Poudel Ranjita, Yang Min-Jeong, Dougan Skye O, Yates Helen, Brown Bradley, Washington Sierra, Satardekar Aarya P, Haver Mary Katherine, Vinci Christine
Department of Health Outcomes and Behavior, Moffitt Cancer Center, Tampa, Florida, United States of America.
Institute for Nicotine and Tobacco Studies, Rutgers Biomedical and Health Sciences (Rutgers Health), Rutgers, The State University of New Jersey, New Brunswick, New Jersey, United States of America.
PLoS One. 2025 Aug 18;20(8):e0330323. doi: 10.1371/journal.pone.0330323. eCollection 2025.
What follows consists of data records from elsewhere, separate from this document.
PR #20451, opened 2024-09-18
Ensure proper `stale_uploads_cleanup_interval` is used at all times

### LINKED ISSUE #20450: MinIO ignores `stale_uploads_cleanup_interval` at start-up
The `stale_uploads_cleanup_interval` and `stale_uploads_expiry` settings are used to control the interval when abandoned multi-part uploads are being cleaned. During startup the `cmd.(*erasureSets).cleanupStaleUploads()` method is invoked that looks like this:
```go
func (s *erasureSets) cleanupStaleUploads(ctx context.Context) {
	timer := time.NewTimer(globalAPIConfig.getStaleUploadsCleanupInterval())
	defer timer.Stop()

	for {
		select {
		case <-ctx.Done():
			return
		case <-timer.C:
			// ...actual clean-up removed...

			// Reset for the next interval
			timer.Reset(globalAPIConfig.getStaleUploadsCleanupInterval())
		}
	}
}
```
The `globalAPIConfig.getStaleUploadsCleanupInterval()` method returns the interval, but it looks like `cleanupStaleUploads` is called, before the actual API configuration has been loaded. Another issue is that changing the interval doesn't reset the loop, so it still sticks to the old setting until that expiry has passed.

ramondeklein:
Fixes #20450 by resetting the interval when the `stale_uploads_cleanup_interval` is set.

### DIFF
--- a/cmd/erasure-sets.go
+++ b/cmd/erasure-sets.go
@@ -86,6 +86,8 @@ type erasureSets struct {
 	lastConnectDisksOpTime time.Time
 }
 
+var staleUploadsCleanupIntervalChangedCh = make(chan bool)
+
 func (s *erasureSets) getDiskMap() map[Endpoint]StorageAPI {
 	diskMap := make(map[Endpoint]StorageAPI)
 
@@ -532,10 +534,11 @@ func (s *erasureSets) cleanupStaleUploads(ctx context.Context) {
 				}(set)
 			}
 			wg.Wait()
-
-			// Reset for the next interval
-			timer.Reset(globalAPIConfig.getStaleUploadsCleanupInterval())
+		case <-staleUploadsCleanupIntervalChangedCh:
 		}
+
+		// Reset for the next interval
+		timer.Reset(globalAPIConfig.getStaleUploadsCleanupInterval())
 	}
 }
 
--- a/cmd/erasure-sets.go
+++ b/cmd/erasure-sets.go
@@ -86,7 +86,7 @@ type erasureSets struct {
 	lastConnectDisksOpTime time.Time
 }
 
-var staleUploadsCleanupIntervalChangedCh = make(chan bool)
+var staleUploadsCleanupIntervalChangedCh = make(chan struct{})
 
 func (s *erasureSets) getDiskMap() map[Endpoint]StorageAPI {
 	diskMap := make(map[Endpoint]StorageAPI)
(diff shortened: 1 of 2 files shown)


ramondeklein:
Although this fixes the issue, I'm not a big fan of using a channel for this. If -for whatever reason-, the `cleanupStaleUploads` stops listening, then this will block `(*apiConfig).init`. If we already have some kind of eventing mechanism in MinIO, then that would be more appropriate.

cmd/erasure-sets.go
```diff
@@ -86,6 +86,8 @@ type erasureSets struct {
 	lastConnectDisksOpTime time.Time
 }
 
+var staleUploadsCleanupIntervalChangedCh = make(chan bool)
```
klauspost:
```suggestion
var staleUploadsCleanupIntervalChangedCh = make(chan struct{})
```

cmd/handler-api.go
```diff
@@ -183,13 +183,21 @@ func (t *apiConfig) init(cfg api.Config, setDriveCounts []int, legacy bool) {
...
 	t.rootAccess = cfg.RootAccess
 	t.syncEvents = cfg.SyncEvents
 	t.objectMaxVersions = cfg.ObjectMaxVersions
+
+	if t.staleUploadsCleanupInterval != cfg.StaleUploadsCleanupInterval {
+		t.staleUploadsCleanupInterval = cfg.StaleUploadsCleanupInterval
+
+		// signal that cleanup interval has changed
+		if staleUploadsCleanupIntervalChangedCh != nil {
+			staleUploadsCleanupIntervalChangedCh <- true
```
klauspost, line 198:
```suggestion
			select {
				case staleUploadsCleanupIntervalChangedCh <- struct{}:
				default:
			}
```

klauspost (approved):
A channel is by far the cleanest, when there is only one listener. No need for it to be bool, though.

cmd/handler-api.go
```diff
@@ -183,13 +183,21 @@ func (t *apiConfig) init(cfg api.Config, setDriveCounts []int, legacy bool) {
...
+		}
```
klauspost:
```suggestion
		select {
			case staleUploadsCleanupIntervalChangedCh <- struct{}:
			default:
		}
```
Always non-blocking. And doesn't send if no-one is listening - ie if cleanup is running.

klauspost (changes requested):

harshavardhana (approved):

klauspost (approved):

Caregivers of Hematopoietic Stem Cell Transplant (HSCT) recipients bear significant responsibilities involving commitment to be available 24/7, up to at least 100 days post-transplant or longer, and to provide emotional and physical support to the recipient. This extended caregiving, along with managing all other household responsibilities, can result in an increased caregiver burden, which is associated with reduced quality of life (QoL) and compromised psychological, and physical well-being. In recent years, there has been increased attention to interventions addressing the mental health outcomes of caregivers of HSCT patients. However, there remains a limited understanding of the feasibility and effectiveness of existing interventions targeted to this population. This review aims to systematically evaluate existing psychological interventions for caregivers of HSCT patients and report on: 1) the feasibility and acceptability of these interventions, and 2) the efficacy of these interventions on caregivers' psychological outcomes. A systematic literature search for studies evaluating psychological interventions targeted to caregivers of HSCT patients was conducted in English through the following databases: Ovid MEDLINE (Wolters Kluwer), Embase (Elsevier), CINAHL Complete (EBSCO), APA PsycArticles (EBSCO), APA PsycInfo (EBSCO). Two reviewers will independently identify the studies, extract relevant data, and conduct quality and risk of bias assessments. Discrepancies in coding will be discussed between the two reviewers, and a third reviewer will resolve pending disagreements. Within the systematic review, all eligible studies will be summarized descriptively. If data allows, we will further utilize meta-analysis to quantitatively evaluate the efficacy of these psychological interventions tested in RCTs. The association between intervention type, modality, duration, and efficacy will be assessed via subgroup analysis. Ethics approval is not required as this study will only include secondary data from already published studies. The outcomes will be shared through scientific conferences and peer-reviewed publications. This protocol is registered in PROSPERO: CRD42024489695.
造血干细胞移植(HSCT)受者的照顾者承担着重大责任,包括承诺全天候随时待命,移植后至少100天或更长时间,为受者提供情感和身体支持。这种长期的照顾,再加上处理所有其他家庭责任,可能会导致照顾者负担加重,这与生活质量(QoL)下降以及心理和身体健康受损有关。近年来,针对HSCT患者照顾者心理健康结果的干预措施受到了越来越多的关注。然而,对于针对这一人群的现有干预措施的可行性和有效性,人们的了解仍然有限。本综述旨在系统评价针对HSCT患者照顾者的现有心理干预措施,并报告:1)这些干预措施的可行性和可接受性,以及2)这些干预措施对照顾者心理结果的疗效。通过以下英文数据库对评估针对HSCT患者照顾者的心理干预措施的研究进行了系统的文献检索:Ovid MEDLINE(Wolters Kluwer)、Embase(Elsevier)、CINAHL Complete(EBSCO)、APA PsycArticles(EBSCO)、APA PsycInfo(EBSCO)。两名评审员将独立识别研究、提取相关数据,并进行质量和偏倚风险评估。编码差异将在两名评审员之间进行讨论,第三名评审员将解决悬而未决的分歧。在系统评价中,将对所有符合条件的研究进行描述性总结。如果数据允许,我们将进一步利用荟萃分析对随机对照试验中测试的这些心理干预措施的疗效进行定量评估。将通过亚组分析评估干预类型、方式、持续时间和疗效之间的关联。由于本研究仅包括已发表研究的二手数据,因此无需伦理批准。研究结果将通过科学会议和同行评审出版物分享。本方案已在PROSPERO注册:CRD42024489695。